# How to complete this task:
Write down exactly the lines of the records below, beginning with the first and ending with the line that includes "The Building CRNs".

# Dataset content:
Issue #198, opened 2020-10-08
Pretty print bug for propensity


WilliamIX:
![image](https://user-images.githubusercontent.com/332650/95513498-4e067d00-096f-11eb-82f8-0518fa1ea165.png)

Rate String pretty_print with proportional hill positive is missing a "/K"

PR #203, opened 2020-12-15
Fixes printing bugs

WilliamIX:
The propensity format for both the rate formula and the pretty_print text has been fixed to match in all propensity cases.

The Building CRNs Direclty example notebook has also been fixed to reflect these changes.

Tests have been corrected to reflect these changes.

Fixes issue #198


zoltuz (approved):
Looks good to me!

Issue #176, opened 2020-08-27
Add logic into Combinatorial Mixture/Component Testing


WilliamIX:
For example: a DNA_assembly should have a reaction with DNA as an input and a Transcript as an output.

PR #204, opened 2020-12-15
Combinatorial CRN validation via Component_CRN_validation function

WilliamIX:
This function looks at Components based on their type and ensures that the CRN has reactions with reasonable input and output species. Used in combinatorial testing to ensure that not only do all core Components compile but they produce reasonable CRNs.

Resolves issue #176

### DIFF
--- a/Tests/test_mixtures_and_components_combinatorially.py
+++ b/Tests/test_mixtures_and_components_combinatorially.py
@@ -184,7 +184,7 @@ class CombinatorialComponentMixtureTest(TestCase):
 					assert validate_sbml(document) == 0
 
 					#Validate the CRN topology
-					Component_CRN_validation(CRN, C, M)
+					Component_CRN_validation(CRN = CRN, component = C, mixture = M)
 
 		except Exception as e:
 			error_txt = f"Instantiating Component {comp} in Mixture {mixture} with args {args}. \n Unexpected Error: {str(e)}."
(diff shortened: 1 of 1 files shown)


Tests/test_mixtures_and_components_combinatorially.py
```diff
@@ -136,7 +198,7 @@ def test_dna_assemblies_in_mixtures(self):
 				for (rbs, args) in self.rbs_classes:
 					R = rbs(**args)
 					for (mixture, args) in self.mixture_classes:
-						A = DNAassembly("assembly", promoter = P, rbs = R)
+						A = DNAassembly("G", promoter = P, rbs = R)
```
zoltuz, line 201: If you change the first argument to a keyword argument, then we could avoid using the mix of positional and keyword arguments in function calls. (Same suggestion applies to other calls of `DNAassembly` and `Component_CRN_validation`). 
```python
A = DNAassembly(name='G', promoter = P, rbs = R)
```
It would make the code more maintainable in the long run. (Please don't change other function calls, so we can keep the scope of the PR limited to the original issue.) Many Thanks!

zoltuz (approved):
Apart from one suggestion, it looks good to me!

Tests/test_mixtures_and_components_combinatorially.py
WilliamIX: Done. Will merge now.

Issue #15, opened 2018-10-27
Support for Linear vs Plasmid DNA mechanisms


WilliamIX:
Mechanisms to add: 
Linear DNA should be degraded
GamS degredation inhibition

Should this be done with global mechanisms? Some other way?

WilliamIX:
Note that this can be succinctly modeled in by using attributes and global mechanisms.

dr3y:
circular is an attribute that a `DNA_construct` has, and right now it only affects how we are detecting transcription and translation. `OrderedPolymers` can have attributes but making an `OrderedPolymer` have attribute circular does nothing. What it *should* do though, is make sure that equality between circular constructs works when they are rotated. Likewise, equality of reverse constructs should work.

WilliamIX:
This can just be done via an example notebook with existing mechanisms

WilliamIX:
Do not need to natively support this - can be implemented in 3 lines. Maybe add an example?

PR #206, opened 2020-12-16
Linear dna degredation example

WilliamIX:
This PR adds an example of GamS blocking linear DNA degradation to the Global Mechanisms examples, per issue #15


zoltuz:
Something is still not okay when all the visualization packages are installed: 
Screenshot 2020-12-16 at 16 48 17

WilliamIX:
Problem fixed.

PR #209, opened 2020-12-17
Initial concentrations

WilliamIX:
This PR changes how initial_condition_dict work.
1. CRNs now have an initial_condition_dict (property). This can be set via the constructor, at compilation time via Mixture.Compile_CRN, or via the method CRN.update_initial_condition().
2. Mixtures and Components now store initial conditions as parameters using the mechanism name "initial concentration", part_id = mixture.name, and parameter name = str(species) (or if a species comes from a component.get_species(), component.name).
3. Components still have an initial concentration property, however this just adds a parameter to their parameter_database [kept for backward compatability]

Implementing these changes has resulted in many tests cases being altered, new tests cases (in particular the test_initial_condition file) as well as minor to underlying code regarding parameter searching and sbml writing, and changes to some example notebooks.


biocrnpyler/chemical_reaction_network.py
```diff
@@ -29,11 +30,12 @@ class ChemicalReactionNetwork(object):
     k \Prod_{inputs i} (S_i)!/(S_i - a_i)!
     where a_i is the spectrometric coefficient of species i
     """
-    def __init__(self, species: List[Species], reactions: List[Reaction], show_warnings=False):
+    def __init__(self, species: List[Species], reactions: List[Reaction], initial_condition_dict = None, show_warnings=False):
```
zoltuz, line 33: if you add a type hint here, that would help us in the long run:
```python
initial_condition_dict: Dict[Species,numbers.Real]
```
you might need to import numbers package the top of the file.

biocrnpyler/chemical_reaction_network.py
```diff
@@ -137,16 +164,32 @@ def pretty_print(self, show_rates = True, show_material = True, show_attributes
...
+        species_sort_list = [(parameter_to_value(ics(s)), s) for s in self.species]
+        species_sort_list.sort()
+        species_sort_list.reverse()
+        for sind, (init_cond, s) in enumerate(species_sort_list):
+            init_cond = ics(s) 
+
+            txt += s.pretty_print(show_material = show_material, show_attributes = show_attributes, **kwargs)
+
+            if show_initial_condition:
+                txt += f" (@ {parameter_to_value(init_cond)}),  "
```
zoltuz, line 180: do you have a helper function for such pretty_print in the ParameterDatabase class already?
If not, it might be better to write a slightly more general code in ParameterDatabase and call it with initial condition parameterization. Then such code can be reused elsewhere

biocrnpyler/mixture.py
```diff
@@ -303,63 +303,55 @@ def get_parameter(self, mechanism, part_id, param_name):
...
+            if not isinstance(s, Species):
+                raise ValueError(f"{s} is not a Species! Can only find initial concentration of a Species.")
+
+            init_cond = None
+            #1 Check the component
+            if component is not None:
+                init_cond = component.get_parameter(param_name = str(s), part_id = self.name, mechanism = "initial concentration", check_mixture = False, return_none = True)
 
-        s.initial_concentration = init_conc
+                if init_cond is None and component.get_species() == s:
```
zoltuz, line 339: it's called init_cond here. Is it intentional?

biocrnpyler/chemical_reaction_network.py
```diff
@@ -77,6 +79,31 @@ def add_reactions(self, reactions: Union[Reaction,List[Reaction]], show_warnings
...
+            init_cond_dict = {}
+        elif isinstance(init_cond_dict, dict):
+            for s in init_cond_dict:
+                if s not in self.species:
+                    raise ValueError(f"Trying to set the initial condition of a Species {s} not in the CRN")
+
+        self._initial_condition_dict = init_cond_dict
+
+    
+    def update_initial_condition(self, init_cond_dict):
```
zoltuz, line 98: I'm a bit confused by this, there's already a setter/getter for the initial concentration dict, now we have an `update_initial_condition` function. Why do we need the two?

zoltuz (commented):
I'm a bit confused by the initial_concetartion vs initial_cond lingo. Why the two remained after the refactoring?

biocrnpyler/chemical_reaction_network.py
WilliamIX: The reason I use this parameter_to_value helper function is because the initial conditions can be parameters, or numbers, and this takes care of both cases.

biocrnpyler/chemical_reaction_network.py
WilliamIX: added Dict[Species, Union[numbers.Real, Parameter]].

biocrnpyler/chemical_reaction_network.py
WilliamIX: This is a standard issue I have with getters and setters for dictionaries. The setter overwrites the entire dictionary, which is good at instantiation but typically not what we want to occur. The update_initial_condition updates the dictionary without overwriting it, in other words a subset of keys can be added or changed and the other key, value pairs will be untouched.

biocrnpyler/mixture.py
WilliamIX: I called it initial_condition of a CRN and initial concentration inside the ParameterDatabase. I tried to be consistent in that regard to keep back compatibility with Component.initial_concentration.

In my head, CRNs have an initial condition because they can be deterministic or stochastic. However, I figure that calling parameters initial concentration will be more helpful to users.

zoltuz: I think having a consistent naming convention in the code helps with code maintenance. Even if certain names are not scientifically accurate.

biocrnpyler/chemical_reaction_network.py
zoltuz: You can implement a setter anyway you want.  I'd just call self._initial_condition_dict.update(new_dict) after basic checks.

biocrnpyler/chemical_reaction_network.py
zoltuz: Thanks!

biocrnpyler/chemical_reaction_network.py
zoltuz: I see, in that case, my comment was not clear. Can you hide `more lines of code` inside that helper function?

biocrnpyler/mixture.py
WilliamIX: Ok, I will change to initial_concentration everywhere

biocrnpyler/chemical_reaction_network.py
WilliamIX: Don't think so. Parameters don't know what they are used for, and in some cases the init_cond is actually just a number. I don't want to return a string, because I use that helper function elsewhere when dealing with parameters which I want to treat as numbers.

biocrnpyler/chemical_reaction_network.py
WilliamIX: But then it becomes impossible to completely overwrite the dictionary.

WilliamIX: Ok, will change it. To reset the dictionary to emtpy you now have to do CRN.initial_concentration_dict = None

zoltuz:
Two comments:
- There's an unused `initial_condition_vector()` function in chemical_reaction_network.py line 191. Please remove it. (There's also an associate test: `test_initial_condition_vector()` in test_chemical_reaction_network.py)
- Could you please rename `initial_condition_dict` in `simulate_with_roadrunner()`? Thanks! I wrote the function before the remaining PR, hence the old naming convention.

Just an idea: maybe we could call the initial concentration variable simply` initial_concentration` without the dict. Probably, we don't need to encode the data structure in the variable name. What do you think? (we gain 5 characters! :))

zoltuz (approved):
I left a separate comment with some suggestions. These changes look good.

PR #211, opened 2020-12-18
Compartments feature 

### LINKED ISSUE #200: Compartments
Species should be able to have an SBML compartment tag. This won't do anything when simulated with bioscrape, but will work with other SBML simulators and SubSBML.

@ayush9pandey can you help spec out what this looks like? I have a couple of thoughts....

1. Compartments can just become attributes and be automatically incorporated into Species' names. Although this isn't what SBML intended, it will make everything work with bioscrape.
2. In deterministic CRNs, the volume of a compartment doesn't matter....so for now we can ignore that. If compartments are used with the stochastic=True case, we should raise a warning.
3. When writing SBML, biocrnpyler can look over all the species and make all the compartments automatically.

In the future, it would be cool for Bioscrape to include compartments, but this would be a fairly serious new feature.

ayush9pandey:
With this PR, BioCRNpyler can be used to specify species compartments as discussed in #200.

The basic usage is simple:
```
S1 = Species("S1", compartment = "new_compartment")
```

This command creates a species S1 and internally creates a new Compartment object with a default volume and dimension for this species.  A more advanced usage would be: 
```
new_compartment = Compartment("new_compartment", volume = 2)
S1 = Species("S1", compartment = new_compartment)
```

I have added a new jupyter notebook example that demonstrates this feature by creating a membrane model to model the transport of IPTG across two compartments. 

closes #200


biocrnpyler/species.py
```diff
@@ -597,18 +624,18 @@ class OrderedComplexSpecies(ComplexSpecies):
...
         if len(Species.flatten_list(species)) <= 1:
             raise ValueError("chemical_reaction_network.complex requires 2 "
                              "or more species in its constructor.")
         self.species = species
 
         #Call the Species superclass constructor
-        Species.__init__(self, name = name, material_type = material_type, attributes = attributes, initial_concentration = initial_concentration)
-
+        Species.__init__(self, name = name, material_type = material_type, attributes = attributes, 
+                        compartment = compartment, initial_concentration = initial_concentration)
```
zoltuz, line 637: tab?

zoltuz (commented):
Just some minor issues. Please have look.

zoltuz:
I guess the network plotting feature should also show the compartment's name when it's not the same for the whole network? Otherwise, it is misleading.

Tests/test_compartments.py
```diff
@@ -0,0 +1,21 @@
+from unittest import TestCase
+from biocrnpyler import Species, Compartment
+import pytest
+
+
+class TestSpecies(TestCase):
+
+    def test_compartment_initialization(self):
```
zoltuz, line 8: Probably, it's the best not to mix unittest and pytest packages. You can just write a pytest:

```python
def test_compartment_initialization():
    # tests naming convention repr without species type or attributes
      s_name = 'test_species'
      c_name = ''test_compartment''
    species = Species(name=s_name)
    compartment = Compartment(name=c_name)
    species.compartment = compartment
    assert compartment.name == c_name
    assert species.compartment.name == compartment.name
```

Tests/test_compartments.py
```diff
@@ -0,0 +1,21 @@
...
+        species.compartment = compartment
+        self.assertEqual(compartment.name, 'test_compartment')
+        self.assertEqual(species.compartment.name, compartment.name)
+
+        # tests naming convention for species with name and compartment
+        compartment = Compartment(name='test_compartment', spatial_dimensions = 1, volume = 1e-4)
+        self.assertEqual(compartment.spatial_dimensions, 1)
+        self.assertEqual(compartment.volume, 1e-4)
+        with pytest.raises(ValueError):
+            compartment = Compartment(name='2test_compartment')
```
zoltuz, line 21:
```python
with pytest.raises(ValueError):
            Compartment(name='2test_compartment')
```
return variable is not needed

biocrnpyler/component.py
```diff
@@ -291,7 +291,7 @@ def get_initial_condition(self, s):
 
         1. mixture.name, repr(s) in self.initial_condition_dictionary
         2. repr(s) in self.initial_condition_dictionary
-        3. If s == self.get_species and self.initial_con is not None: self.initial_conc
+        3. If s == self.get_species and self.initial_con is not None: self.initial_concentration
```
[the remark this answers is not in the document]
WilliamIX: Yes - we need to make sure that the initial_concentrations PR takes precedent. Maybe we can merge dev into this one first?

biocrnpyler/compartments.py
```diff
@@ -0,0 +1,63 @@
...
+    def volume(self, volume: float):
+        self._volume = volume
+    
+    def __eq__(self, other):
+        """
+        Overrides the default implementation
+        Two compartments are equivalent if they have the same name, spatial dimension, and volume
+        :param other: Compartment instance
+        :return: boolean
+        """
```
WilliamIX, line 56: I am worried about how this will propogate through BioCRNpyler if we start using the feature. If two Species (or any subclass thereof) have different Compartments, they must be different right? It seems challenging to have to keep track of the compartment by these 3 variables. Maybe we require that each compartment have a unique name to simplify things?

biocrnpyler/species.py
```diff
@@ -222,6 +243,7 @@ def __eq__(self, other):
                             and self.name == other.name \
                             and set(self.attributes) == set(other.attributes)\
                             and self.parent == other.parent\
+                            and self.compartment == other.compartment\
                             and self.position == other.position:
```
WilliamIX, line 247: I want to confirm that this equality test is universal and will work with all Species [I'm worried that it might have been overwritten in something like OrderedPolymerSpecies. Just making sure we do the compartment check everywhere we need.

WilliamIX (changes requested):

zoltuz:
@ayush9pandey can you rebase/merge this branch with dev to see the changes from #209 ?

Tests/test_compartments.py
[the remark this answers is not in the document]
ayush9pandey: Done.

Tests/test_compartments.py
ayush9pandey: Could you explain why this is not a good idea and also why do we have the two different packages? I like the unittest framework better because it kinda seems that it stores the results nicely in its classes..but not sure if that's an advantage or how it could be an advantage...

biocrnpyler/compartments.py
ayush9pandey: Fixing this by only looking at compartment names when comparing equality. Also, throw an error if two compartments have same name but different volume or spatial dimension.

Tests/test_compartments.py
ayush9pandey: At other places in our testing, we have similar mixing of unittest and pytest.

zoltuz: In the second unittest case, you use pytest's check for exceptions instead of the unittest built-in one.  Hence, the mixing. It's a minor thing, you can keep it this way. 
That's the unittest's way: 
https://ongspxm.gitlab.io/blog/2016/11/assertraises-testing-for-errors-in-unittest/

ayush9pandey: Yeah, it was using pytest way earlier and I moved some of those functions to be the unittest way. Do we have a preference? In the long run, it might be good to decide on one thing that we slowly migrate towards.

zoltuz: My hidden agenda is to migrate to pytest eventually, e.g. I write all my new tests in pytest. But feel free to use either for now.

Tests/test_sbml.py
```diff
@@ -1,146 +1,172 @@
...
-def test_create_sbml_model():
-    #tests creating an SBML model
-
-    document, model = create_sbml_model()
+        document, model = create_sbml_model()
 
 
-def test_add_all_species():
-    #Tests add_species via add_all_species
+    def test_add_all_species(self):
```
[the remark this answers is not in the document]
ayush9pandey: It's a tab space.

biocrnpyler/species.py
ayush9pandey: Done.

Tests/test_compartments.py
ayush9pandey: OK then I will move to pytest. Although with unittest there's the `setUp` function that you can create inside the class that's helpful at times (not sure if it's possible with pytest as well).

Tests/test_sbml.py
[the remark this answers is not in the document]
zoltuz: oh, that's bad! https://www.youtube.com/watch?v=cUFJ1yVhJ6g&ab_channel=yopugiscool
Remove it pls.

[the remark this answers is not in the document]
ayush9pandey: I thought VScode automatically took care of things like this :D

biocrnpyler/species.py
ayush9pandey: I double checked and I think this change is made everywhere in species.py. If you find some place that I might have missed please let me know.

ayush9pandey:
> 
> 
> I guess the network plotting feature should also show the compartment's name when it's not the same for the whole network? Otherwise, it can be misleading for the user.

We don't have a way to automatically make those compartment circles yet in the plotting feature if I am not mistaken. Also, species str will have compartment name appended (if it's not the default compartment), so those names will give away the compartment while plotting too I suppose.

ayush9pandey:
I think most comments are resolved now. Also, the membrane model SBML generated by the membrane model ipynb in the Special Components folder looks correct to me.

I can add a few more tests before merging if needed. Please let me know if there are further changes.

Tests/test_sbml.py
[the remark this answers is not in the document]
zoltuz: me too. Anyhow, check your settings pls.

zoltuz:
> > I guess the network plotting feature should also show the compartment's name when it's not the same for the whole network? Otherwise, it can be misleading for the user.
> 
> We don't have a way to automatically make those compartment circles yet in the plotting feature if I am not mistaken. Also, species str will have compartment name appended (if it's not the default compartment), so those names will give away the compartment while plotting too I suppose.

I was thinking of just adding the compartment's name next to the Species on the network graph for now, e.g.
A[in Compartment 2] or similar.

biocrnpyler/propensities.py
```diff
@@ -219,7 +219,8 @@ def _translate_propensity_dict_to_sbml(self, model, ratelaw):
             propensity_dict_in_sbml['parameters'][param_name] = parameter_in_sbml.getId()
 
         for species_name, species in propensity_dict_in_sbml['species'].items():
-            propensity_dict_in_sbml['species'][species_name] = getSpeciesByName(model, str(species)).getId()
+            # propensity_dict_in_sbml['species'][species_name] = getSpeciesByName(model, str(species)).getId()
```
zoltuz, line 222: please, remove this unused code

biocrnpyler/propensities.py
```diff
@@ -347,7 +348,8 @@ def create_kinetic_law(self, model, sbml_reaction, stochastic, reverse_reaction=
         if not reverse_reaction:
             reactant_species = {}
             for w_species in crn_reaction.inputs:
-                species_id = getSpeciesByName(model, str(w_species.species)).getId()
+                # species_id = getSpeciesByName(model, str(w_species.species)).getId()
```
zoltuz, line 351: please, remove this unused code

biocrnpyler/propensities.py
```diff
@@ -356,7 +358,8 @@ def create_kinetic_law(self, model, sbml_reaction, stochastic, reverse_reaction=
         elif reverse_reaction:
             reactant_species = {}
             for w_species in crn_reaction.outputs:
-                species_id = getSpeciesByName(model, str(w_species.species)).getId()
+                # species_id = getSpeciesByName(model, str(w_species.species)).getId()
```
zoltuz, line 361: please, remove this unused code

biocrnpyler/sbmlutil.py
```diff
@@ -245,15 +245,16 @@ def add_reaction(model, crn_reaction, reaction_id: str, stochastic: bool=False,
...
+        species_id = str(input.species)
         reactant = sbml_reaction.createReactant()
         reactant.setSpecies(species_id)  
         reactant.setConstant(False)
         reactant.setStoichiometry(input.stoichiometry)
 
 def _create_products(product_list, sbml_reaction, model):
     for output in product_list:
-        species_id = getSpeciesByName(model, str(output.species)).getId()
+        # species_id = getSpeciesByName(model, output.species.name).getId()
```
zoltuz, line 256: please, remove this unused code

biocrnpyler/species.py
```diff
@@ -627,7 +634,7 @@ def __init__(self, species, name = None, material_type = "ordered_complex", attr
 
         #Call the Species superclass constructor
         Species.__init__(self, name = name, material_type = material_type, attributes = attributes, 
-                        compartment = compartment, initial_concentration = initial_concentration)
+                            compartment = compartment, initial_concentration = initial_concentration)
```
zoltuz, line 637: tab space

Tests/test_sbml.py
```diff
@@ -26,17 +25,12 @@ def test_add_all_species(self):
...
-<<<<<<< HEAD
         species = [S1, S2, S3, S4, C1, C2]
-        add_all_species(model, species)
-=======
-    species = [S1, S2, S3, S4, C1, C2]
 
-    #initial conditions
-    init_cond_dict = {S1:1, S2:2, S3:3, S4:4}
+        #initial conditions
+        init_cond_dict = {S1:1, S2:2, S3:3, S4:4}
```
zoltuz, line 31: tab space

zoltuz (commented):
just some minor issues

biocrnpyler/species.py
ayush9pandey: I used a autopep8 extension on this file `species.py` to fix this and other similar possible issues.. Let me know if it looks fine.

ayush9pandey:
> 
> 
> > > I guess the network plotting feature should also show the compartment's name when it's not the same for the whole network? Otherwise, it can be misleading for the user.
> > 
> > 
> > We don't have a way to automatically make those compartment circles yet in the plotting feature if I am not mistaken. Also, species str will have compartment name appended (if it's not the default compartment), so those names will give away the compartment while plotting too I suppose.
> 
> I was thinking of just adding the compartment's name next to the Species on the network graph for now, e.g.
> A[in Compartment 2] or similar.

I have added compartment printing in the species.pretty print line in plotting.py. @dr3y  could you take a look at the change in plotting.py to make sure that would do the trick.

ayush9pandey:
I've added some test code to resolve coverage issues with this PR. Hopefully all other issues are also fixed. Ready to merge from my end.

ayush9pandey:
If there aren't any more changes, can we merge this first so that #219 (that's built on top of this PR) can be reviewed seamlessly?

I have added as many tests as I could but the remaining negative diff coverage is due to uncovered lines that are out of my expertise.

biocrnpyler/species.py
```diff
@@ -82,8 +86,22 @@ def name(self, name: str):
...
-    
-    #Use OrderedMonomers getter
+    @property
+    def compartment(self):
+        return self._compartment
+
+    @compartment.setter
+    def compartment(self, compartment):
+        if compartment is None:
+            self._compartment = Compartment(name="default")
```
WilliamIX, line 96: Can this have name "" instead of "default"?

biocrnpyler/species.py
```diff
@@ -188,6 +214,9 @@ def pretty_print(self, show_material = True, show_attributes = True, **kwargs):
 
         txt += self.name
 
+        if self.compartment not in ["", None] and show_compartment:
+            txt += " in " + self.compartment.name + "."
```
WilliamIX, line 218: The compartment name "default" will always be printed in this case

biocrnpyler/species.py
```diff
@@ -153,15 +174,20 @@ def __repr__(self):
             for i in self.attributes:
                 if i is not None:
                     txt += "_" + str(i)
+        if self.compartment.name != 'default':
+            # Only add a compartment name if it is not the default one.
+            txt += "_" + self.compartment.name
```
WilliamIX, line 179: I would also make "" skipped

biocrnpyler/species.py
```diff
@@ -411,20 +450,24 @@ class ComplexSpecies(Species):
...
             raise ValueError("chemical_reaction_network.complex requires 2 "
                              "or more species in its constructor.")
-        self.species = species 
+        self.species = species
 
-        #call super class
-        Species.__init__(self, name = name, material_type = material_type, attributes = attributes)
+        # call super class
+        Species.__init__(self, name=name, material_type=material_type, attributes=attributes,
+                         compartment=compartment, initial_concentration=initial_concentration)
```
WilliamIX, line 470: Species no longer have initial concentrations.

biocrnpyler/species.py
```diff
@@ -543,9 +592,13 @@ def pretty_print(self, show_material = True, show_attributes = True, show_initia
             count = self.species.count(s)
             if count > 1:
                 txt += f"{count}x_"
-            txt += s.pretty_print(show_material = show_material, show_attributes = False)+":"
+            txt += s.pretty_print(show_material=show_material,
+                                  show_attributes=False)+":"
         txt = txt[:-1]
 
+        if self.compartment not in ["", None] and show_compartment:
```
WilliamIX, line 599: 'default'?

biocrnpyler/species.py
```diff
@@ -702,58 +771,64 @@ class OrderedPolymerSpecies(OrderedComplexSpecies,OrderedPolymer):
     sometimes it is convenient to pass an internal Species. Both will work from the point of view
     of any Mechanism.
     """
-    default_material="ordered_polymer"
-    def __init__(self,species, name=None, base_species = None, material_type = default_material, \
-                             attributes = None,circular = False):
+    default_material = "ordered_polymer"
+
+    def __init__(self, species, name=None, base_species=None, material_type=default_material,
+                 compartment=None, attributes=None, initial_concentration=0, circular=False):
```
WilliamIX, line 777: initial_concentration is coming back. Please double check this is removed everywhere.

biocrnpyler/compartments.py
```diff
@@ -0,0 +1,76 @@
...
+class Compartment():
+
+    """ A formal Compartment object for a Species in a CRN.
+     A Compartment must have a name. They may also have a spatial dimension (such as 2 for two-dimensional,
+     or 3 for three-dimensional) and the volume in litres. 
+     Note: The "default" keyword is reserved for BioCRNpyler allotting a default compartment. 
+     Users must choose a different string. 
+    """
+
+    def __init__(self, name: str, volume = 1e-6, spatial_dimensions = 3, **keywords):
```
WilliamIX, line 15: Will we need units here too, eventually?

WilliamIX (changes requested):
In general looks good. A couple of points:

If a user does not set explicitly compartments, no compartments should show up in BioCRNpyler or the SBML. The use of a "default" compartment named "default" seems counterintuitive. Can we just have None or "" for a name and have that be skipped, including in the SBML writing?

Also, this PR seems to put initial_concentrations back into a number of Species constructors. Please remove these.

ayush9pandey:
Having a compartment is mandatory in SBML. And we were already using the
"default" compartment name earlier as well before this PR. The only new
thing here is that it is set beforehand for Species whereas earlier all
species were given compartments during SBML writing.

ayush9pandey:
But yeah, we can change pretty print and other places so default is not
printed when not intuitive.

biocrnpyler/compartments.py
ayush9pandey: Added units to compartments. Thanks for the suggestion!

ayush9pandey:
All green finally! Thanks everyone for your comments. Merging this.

# Answer to the exercise:
Issue #198, opened 2020-10-08
Pretty print bug for propensity


WilliamIX:
![image](https://user-images.githubusercontent.com/332650/95513498-4e067d00-096f-11eb-82f8-0518fa1ea165.png)

Rate String pretty_print with proportional hill positive is missing a "/K"

PR #203, opened 2020-12-15
Fixes printing bugs

WilliamIX:
The propensity format for both the rate formula and the pretty_print text has been fixed to match in all propensity cases.

The Building CRNs Direclty example notebook has also been fixed to reflect these changes.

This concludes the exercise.